* Exercise description
Search the data for the word "determinism". Reproduce every line where it is found.

[[ Supplied records, beginning ]]

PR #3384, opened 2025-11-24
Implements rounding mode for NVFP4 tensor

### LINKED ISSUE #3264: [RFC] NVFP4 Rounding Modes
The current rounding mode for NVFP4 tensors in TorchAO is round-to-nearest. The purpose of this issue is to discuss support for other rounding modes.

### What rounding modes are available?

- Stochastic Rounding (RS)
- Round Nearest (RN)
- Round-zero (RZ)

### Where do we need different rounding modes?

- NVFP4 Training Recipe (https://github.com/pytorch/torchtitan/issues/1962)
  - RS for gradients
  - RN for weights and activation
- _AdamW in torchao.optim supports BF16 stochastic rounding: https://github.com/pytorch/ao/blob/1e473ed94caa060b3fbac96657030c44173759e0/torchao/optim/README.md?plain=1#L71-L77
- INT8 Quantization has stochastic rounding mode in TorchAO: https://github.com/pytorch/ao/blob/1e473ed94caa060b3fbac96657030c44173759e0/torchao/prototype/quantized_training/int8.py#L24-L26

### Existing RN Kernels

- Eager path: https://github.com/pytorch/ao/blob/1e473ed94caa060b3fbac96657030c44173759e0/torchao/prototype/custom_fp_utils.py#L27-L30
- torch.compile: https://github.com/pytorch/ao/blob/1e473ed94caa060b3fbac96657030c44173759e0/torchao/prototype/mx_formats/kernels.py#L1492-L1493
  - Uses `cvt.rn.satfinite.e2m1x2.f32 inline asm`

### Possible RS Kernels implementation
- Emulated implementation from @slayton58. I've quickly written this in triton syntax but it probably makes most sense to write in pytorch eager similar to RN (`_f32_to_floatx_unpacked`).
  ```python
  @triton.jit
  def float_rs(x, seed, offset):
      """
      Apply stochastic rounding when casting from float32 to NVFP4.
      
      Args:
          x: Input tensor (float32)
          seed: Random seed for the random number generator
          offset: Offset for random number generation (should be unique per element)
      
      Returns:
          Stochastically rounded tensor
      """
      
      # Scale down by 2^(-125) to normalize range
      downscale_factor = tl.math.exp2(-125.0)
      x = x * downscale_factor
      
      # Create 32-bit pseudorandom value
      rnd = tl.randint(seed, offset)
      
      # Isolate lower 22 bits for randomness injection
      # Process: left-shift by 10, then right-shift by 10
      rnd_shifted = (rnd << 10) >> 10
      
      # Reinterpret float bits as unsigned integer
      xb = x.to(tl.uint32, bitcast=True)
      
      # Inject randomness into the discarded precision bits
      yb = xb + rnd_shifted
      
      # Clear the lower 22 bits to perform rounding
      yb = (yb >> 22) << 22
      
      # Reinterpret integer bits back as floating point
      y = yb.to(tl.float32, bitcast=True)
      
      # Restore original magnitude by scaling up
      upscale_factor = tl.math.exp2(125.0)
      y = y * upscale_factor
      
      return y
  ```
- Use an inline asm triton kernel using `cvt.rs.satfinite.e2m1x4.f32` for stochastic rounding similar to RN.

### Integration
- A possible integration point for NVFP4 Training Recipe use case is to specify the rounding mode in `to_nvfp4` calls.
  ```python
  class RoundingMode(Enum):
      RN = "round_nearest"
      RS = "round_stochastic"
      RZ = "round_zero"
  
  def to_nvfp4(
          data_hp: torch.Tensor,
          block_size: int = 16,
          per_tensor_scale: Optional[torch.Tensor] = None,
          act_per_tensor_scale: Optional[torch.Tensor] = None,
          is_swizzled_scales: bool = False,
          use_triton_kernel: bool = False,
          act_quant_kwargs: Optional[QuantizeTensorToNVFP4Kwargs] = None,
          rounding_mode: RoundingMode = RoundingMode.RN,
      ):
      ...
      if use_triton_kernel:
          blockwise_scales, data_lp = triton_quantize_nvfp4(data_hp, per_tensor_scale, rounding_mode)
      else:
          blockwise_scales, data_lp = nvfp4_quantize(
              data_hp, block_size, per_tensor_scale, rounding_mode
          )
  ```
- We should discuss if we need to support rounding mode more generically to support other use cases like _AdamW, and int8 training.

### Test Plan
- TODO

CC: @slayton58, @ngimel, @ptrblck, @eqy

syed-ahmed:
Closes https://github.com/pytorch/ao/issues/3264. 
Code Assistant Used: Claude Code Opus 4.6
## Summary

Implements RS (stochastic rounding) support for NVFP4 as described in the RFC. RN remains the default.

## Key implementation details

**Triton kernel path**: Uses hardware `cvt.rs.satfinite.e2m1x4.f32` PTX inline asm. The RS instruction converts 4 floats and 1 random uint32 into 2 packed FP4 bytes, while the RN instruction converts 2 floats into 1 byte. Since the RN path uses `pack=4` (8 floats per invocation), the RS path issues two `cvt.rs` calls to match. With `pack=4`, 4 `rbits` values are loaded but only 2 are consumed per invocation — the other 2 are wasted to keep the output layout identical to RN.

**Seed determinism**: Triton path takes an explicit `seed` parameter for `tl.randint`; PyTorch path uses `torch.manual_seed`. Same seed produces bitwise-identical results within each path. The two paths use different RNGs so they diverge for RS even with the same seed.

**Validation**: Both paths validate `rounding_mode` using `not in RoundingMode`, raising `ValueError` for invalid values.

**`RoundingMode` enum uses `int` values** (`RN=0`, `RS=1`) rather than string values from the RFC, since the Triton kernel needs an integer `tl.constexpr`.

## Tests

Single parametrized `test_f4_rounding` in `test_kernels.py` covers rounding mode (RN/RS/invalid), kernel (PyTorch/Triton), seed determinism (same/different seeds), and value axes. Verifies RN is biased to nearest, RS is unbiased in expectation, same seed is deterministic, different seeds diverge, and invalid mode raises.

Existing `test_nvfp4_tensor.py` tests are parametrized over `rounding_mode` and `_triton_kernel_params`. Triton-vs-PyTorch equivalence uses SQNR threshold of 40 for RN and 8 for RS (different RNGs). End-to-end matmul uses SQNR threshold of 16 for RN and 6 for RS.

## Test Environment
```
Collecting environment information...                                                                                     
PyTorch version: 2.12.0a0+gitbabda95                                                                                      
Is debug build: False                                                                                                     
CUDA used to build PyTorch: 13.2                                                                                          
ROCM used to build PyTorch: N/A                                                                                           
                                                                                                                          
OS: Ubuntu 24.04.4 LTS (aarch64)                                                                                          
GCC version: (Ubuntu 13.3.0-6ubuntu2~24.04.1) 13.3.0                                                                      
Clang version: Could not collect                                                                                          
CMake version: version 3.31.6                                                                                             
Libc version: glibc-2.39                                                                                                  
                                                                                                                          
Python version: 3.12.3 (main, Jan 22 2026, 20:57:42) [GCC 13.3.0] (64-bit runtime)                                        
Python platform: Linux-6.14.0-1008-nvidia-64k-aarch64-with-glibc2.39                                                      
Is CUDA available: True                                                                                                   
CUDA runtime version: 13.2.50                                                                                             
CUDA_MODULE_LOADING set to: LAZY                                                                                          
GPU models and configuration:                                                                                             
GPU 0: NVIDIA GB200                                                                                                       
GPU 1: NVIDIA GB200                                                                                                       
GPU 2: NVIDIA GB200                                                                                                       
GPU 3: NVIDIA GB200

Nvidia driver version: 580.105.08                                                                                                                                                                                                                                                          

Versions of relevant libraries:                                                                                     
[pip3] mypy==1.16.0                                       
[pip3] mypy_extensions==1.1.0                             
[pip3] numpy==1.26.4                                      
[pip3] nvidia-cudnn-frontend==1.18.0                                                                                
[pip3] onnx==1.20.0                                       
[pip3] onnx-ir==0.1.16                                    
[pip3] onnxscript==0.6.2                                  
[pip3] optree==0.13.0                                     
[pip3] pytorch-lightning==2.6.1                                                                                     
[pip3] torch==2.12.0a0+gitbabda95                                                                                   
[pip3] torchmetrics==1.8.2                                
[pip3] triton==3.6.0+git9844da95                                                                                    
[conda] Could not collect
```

[[ Supplied records, end ]]

* Task answer
**Seed determinism**: Triton path takes an explicit `seed` parameter for `tl.randint`; PyTorch path uses `torch.manual_seed`. Same seed produces bitwise-identical results within each path. The two paths use different RNGs so they diverge for RS even with the same seed.
Single parametrized `test_f4_rounding` in `test_kernels.py` covers rounding mode (RN/RS/invalid), kernel (PyTorch/Triton), seed determinism (same/different seeds), and value axes. Verifies RN is biased to nearest, RS is unbiased in expectation, same seed is deterministic, different seeds diverge, and invalid mode raises.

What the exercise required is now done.